Village in County Leitrim, Ireland

Leitrim (/ˈliːtrəm/ LEE-trəm; ) is a village in County Leitrim, Ireland, on the River Shannon near the border with County Roscommon. It is at the junction of the R280 and R284 regional roads.

==Location==
Located on the River Shannon, Leitrim village is connected to the River Erne via the Shannon-Erne Waterway. The river port has a quay, several jetties and two marinas, with facilities for cruising traffic. The village is about 5 km from Carrick-on-Shannon.

==History==
From the Early modern period, County Leitrim is named after the village. Throughout at least the 19th and 20th centuries, numerous annual fairs were held at Leitrim village on- 22 January, 20 February, 25 March, 5 May, 16 June, 23 July, September 1 (or 3rd), 13 October, and 1 December.

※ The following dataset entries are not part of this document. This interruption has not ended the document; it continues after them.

Issue #87, opened 2023-10-05
[4337 Module] Increase test coverage to 99+%


rmeissner:
- Update hardhat version
- All branches need to be covered
- (optional) Add separate tests using latest bytecode for entrypoint on official address

nlordell:
Updating hardhat version being worked on in #100
Reduced code to cover in #104

nlordell:
Looks like GitHub auto-closed this issue with the #108 PR ("partially fixes $ISSUE" is interpreted as "fixes $ISSUE") 🙈.

nlordell:
Closing as the required tasks are implemented. The good to have isn't quite done, but there is a draft PR open for it.

PR #100, opened 2023-10-19
Update Hardhat and Related Depdendencies

nlordell:
Part of #87 

This PR updates `hardhat` and related dependencies to the latest version. The choice to also update the `hardhat-*` packages was mostly to be sure that there aren't any unexpected incompatibilities with the actual `hardhat` version being used (those changes can be reverted if necessary).

Some notable changes that may seem unrelated but worth clarifying:
- `solidity-coverage`: bump is required to fix integration with [newer `hardhat` versions](https://github.com/sc-forks/solidity-coverage/pull/796).
- `solc`: A follow up to #99, where the direct `solc` version didn't change to reflect the `hardhat` compiler settings
- `@types/node`: Updated to the LTS version of node, which we intend to use.

Another interesting change is the `@nomiclabs/hardhat-waffle` dependency was changed to an exact version. More recent versions of this package pull in `ethereum-waffle` v4, which transitively pulls in `ganache` v7, whose TypeScript definitions are causing compilation errors (I tried updating the compiler with hopes that it might fix the build errors but it did not).


mmv08 (commented):
I suggest using the `@nomicfoundation/hardhat-toolbox` umbrella package to compose all the dependencies in one umbrella package. It's also the current hardhat's recommended way to bootstrap a project. More info can be found here:
https://hardhat.org/hardhat-runner/plugins/nomicfoundation-hardhat-toolbox

For an example code, you can check out the allowance module in this repo or safe-contracts repository

mmv08:
Also, when I was migrating the safe-contracts repo to the latest hardhat tooling, I had many problems with Waffle, so I had to remove it, and it was well worth it, I didn't lose any functionality. All the APIs exist in hardhat. Another reason for this is zksync compatibility - achieving this with as few dependencies as possible is easier.

nlordell:
Superceded by #103

PR #103, opened 2023-10-19
Migrate to `hardhat-toolbox` and Ethers.js v6

nlordell:
Supersedes #100 

This PR implements the suggestion from https://github.com/safe-global/safe-modules/pull/100#pullrequestreview-1687802400 (thanks @mmv08 for the suggestion!), and migrates the 4337 package to use the latest `hardhat` with `@nomicfoundation/hardhat-toolbox` in order to simplify dependency management (it also removes a lot of extra dependencies that were pulled in by `ethereal-waffle` 🎉).

Note that, in order to use the latest version of `hardhat` and `hardhat-toolbox`, the codebase needed to migrate to Ethers.js v6 which caused some fairly small changes to the existing TypeScript codebase.

Some additional dependency version changes that may seem unrelated but worth clarifying:

* `solc`: A follow up to https://github.com/safe-global/safe-modules/pull/99, where the direct `solc` version didn't change to reflect the hardhat compiler settings
* `@types/node`: Updated to the LTS version of node, which we intend to use.

Additionally, for testing I was able to execute the `runOp` script ([tx](https://goerli.etherscan.io/tx/0xc1edbf6eb28c37f9df8df1bf44b79bf87fe037b1bf114278718276379bc75ace)).


4337/src/utils/execution.ts
```diff
@@ -79,8 +77,8 @@ export const safeApproveHash = async (
   if (!skipOnChainApproval) {
     if (!signer.provider) throw Error('Provider required for on-chain approval')
     const chainId = (await signer.provider.getNetwork()).chainId
-    const typedDataHash = utils.arrayify(calculateSafeTransactionHash(safe, safeTx, chainId))
-    const signerSafe = safe.connect(signer)
+    const typedDataHash = ethers.getBytes(await calculateSafeTransactionHash(safe, safeTx, chainId))
+    const signerSafe = safe.connect(signer) as typeof safe;
```
nlordell, line 81: I'm not sure if this is the idiomatic way of doing this. What is happening here is that `safe` is of type `Contract` (which behaves like a `Record<string, BaseContractMethod>`), but connect returns a `BaseContract` without access to methods.

The rationale for using `as typeof safe` instead of `as Contract` is to convey that `connect` returns the same thing as the original `safe` (regardless of what type it is), and would continue to work if we were to change `safe` to use a TypeChain generated strongly typed contract type.

4337/src/utils/execution.ts
```diff
@@ -1,9 +1,7 @@
-import { Contract, Wallet, utils, BigNumber, BigNumberish, Signer, PopulatedTransaction } from 'ethers'
-import { TypedDataSigner } from '@ethersproject/abstract-signer'
-import { AddressZero } from '@ethersproject/constants'
+import { BigNumberish, Contract, ContractTransaction, Signer, TransactionResponse, Wallet, ethers } from 'ethers'
 
-export const TRANSACTION_TO_EXECUTE_SLOT = utils.keccak256(utils.toUtf8Bytes('eip4337diatomic.transaction_hash_to_execute'))
-export const SAFE_EIP4337_NONCE_SLOT = utils.keccak256(utils.toUtf8Bytes('eip4337diatomic.nonce'))
+export const TRANSACTION_TO_EXECUTE_SLOT = ethers.id('eip4337diatomic.transaction_hash_to_execute')
+export const SAFE_EIP4337_NONCE_SLOT = ethers.id('eip4337diatomic.nonce')
```
mmv08, line 4: I think these can be removed because they're coming from an older iteration of the module where the entrypoint didn't track the nonce, and we had to track validated transactions and nonce in the module.

4337/src/utils/execution.ts
```diff
@@ -91,7 +89,7 @@ export const safeApproveHash = async (
 }
 
 export const safeSignTypedData = async (
-  signer: Signer & TypedDataSigner,
+  signer: Signer,
   safe: Contract,
```
mmv08, line 93: We could change the parameter type to the safe address, couldn't we? (Just saying, this may be on the border of the scope of the PR)

4337/src/utils/userOp.ts
```diff
@@ -156,32 +166,28 @@ export const buildUserOperationFromSafeUserOperation = ({
...
-  })
+  const requiredGas = getRequiredGas(userOp)
+  const requiredPrefund = (BigInt(requiredGas) * BigInt(userOp.maxFeePerGas)).toString()
+  console.log({ requiredGas, requiredPrefund })
 
-  return BigNumber.from(getRequiredGas(userOp)).mul(BigNumber.from(userOp.maxFeePerGas)).toString()
+  return requiredPrefund
 }
 
 export const calculateIntermediateTxHash = (callData: string, nonce: BigNumberish, entryPoint: string, chainId: BigNumberish): string => {
```
mmv08, line 185: This can also be removed, I think. We no longer have intermediate tx hashes because the validated transactions are tracked in the entry point now.

4337/test/eip4337/EIP4337ModuleExisting.spec.ts
```diff
@@ -12,14 +11,13 @@ import {
 import { chainId } from '../utils/encoding'
 
 describe('EIP4337Module - Existing Safe', async () => {
-  const [user1] = waffle.provider.getWallets()
+  const [user1] = await ethers.getSigners()
```
mmv08, line 14: When I was doing the migration for the safe-contracts repo, I had an issue with top-level async functions. I described it in this PR: https://github.com/safe-global/safe-contracts/pull/641

Quote:
> The migration showed some problems in how the tests were run. Some asynchronous functions were not properly accounted for. This was hard to spot if you run tests 1 by 1, but if you check out to the latest version and run hardhat test --parallel, then you can observe that the test suite finishes without waiting for all tests to finish
Here's an example of a problematic code block:
```
describe("SignMessageLib", async () => {
    const [user1, user2] = waffle.provider.getWallets();
```
> It looks like the test runner doesn't properly handle top-level async functions. As a solution, the wallet retrieval was moved into the setupTests function for each test, and the individual test can access it from the function's return values.

This was also confirmed by one of the hardhat maintainers here: https://github.com/NomicFoundation/hardhat/issues/3117#issuecomment-1235346851

This may be fine now, but we shall keep it in mind. It'd be great to address it in this PR if you have time.

4337/src/utils/execution.ts
mmv08: Hardhat toolbox has `typechain` types generation out of the box, so you could import the Safe type from the type folder:
```
import type { Safe } from '../../typechain-types/'
```

And then change the `safe` variable type to `Safe`, and then `.connect` should be correctly typed to return `Safe`. This may require adjustments to places where the function is used.

4337/package.json
```diff
@@ -43,46 +43,37 @@
...
     "typescript": "^4.7.3",
     "yargs": "^17.5.1"
   },
-  "peerDependencies": {
-    "ethers": "^5.1.4"
-  },
   "overrides": {
     "@safe-global/safe-contracts": {
-      "ethers": "^5.6.8"
+      "ethers": "^6.8.0"
```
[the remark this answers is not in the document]
nlordell: > Or does npm not allow installing dependencies because of incompatible packages in case there's no override?

The issue I ran into is that both `@nomicfoundation/hardhat-toolbox` and `@safe-global/safe-contracts` have an `ethers` peer dependency with non-overlapping version ranges. AFAICT, NPM does not support this (looked for a bit online but didn't find anything conclusive, I may be wrong though).

Furthermore, I noticed that we use `@safe-global/safe-contracts` only for contracts and not exported TypeScript/JavaScript code, so even if we override the `ethers` version, it should not cause any problems.

And finally, the other thing that I found confusing was that [the `package.json` in the `safe-contracts` repo](https://github.com/safe-global/safe-contracts/blob/main/package.json) does not include an `ethers` dependency or peer dependency, while the one [published to NPM does](https://unpkg.com/browse/@safe-global/safe-contracts@1.4.1/package.json).

4337/test/eip4337/EIP4337ModuleExisting.spec.ts
nlordell: Oh, sneaky.

Yes, I can just move this to the setup function right? Will include in this PR.

4337/src/utils/execution.ts
nlordell: One thing I noticed with `typechain` is that it adds a `connect` method with correct types, but it does not do the same for the `attach` method.

So, if you have:

```
let safe: Safe;
let otherSafe = safe.attach(otherAddress);
```

Then `otherSafe` will have a `BaseContract` type 😞.

4337/test/eip4337/EIP4337ModuleExisting.spec.ts
mmv08: Yes, that's what I did in the Safe contracts repo

4337/src/utils/execution.ts
mmv08: > One thing I noticed with `typechain` is that it adds a `connect` method with correct types, but it does not do the same for the `attach` method.
> 
> So, if you have:
> 
> ```ts
> let safe: Safe;
> let otherSafe = safe.attach(otherAddress);
> ```
> 
> Then `otherSafe` will have a `BaseContract` type 😞.

Yes, it is true, and that's annoying. But you can use the `getContractAt("ContractName", address)` (I hope that's the correct function name) and it'll be correctly typed.

4337/package.json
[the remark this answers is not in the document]
mmv08: > And finally, the other thing that I found confusing was that [the package.json in the safe-contracts repo](https://github.com/safe-global/safe-contracts/blob/main/package.json) does not include an ethers dependency or peer dependency, while the one [published to NPM does](https://unpkg.com/browse/@safe-global/safe-contracts@1.4.1/package.json).

I think it was a result of the upgrade to the hardhat-toolbox as well since ethers is already a dependency of the hardhat-toolbox package. But this upgrade happened after 1.4.1, which has not been released yet.

4337/src/utils/execution.ts
nlordell: Oh, thanks.

It turns out that the TypeChain configuration was not setup correctly (missing including the type chain output directory in the tsconfig).

`getContractAt` worked like a charm - thanks for the tip.

4337/src/utils/userOp.ts
nlordell: It is indeed not used anywhere else.

4337/src/utils/execution.ts
nlordell: I changed where possible to use the `safeAddress` as a parameter instead of a full `Safe` contract instance.

4337/test/eip4337/EIP4337ModuleExisting.spec.ts
nlordell: Fixed.

mmv08 (approved):
Good job sir

nlordell:
Thanks for your help 😄

PR #104, opened 2023-10-23
Increase Coverage By Removing Code

nlordell:
In implementing #87, I realised that a lot of the missing code coverage by lines were in the `UserOperationLib` source file. Since this is only used by test contracts (in particular the test entry point and the mock 4337 Safe), I moved the code around/cleaned up dead code to increase the coverage of the "main" contracts. In particular:

* The `UserOperation` struct definition moved to the 4337 interface file (felt natural as the struct is part of the 4337 account interface)
* Moved the `UserOperationLib` library to the `test/` subdirectory, the only place it was being used
  * I also got rid of some dead code, library functions that weren't being used anywhere
* Deduplicated the `Account` interface from the test entry point
* Fixed some Solidity warning lints (that weren't causing CI errors - should we change CI to fail on these warnings as well?)


4337/contracts/test/SafeMock.sol
```diff
@@ -164,7 +163,8 @@ contract Safe4337Mock is SafeMock {
         _validateSignatures(entryPoint, userOp);
 
         if (requiredPrefund != 0) {
-            entryPoint.call{value: requiredPrefund}("");
+            (bool success, ) = entryPoint.call{value: requiredPrefund}("");
+            success;
```
nlordell, line 167: Suppress the Solidity compiler warning that "result from a low level call was not used".

4337/contracts/test/SafeMock.sol
```diff
@@ -307,7 +307,7 @@ contract Safe4337Mock is SafeMock {
         checkSignatures(operationHash, operationData, userOp.signature);
     }
 
-    function validateReplayProtection(UserOperation calldata userOp) internal {
+    function validateReplayProtection(UserOperation calldata userOp) internal view {
```
nlordell, line 310: Fixes a Solidity compiler warning that the access of the function could be restricted.

mmv08:
> Fixed some Solidity warning lints (that weren't causing CI errors - should we change CI to fail on these warnings as well?)

Good with me

mmv08 (approved):

PR #107, opened 2023-10-23
Skip Coverage for Test Contracts

nlordell:
As test coverage for test contracts is not really important, we should skip it in the coverage report (so that it only reflects test coverage for the core contracts of the repo).


mmv08 (approved):
The increase in coverage is impressive!

PR #108, opened 2023-10-24
Increase branch Coverage

### LINKED ISSUE #87: [4337 Module] Increase test coverage to 99+%

nlordell:
Partially fixes #87

This PR adds unit tests to cover the remaining branches from the `SimpleEIP4337Module` contract. With this, we should have 100% coverage for the core contracts in the repo (although, not all paths in the test contracts are covered, which should be fine).

In terms of test organisation, I added a `EIP4337Module.spec.ts` for unit tests directly targeting the module functions (`validateUserOp` and `execUserOp*`).


4337/test/eip4337/EIP4337Module.spec.ts
```diff
@@ -0,0 +1,113 @@
...
+import {
+  buildSafeUserOp,
+  calculateSafeOperationHash,
+  buildUserOperationFromSafeUserOperation,
+  buildSafeUserOpTransaction,
+  signSafeOp,
+} from '../../src/utils/userOp'
+import { chainId } from '../utils/encoding'
+
+describe('Simple4337Module', async () => {
```
mmv08, line 15:
```suggestion
describe('Simple4337Module', () => {
```
This doesn't need to be async anymore

4337/test/eip4337/EIP4337ModuleExisting.spec.ts
```diff
@@ -128,6 +127,22 @@ describe('EIP4337Module - Existing Safe', async () => {
       expect(emittedRevert).to.be.true
     })
 
+    it('executeUserOpWithErrorString should execute contract calls', async () => {
```
mmv08, line 130: One thing I actually forgot to do in the `executeUserOpWithErrorString` PR is to add tests for it to the EIP4337ModuleNew.spec.ts 🙈 would be amazing if you add them

mmv08 (approved):
Looks good, just two minor suggestions

4337/test/eip4337/EIP4337Module.spec.ts
nlordell: Nice catch - can probably be removed everywhere actually, now that the `let [user] = await ethers.getSigners()` moved to the async `setup` function.

4337/test/eip4337/EIP4337ModuleExisting.spec.ts
nlordell: Added - the revert propagation test was also missing which I added (asserting that the Safe gets deployed even if the user op reverts).

4337/test/eip4337/EIP4337Module.spec.ts
nlordell: 300395be039b3963834216463be2cab93705ef1d

4337/test/eip4337/EIP4337ModuleExisting.spec.ts
nlordell: 4f8cd914bbd7a3fd86c4a4506f1d1b2f6b052e5c

PR #109, opened 2023-10-24
Format Source

nlordell:
This PR just formats the source in the 4337 module repo so it is consistent. It is done with `prettier --ignore-path .gitignore --write .` (I updated the `package.json` to include a `fmt` script that calls this exact incantation). Additionally, I noticed that `.vscode/launch.json` was formatted, but it contained old Truffle stuff that is clearly not being used so I opted to remove the file instead of including its formatted source in this PR.

~~As a follow up question - do you think it is worth enforcing formatting of TypeScript code at a CI level or not?~~

Furthermore, this adds a check in CI to ensure that files are properly formatted.


mmv08:
> As a follow up question - do you think it is worth enforcing formatting of TypeScript code at a CI level or not?

Absolutely

mmv08 (approved):

PR #115, opened 2023-10-26
4337 Module: Import interfaces from the `@aa/contracts` package

mmv08:
After @nlordell added the `@account-abstraction/contracts` package in https://github.com/safe-global/safe-modules/pull/111, I thought it would be a good idea to remove the interfaces and import them from the package instead.


4337/contracts/test/SafeMock.sol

In 1925, Leitrim village comprised 30 houses with 5 being licensed to sell alcohol.

Liatroim was a strategically important ford of the River Shannon connecting Ulster and Connacht. The Irish Annals makes mention of Leitrim village (Liath-druim) many times. In 1270, the Battle of Áth an Chip between Normans and Connacht probably occurred on Drumhierney townland beside Battle-bridge.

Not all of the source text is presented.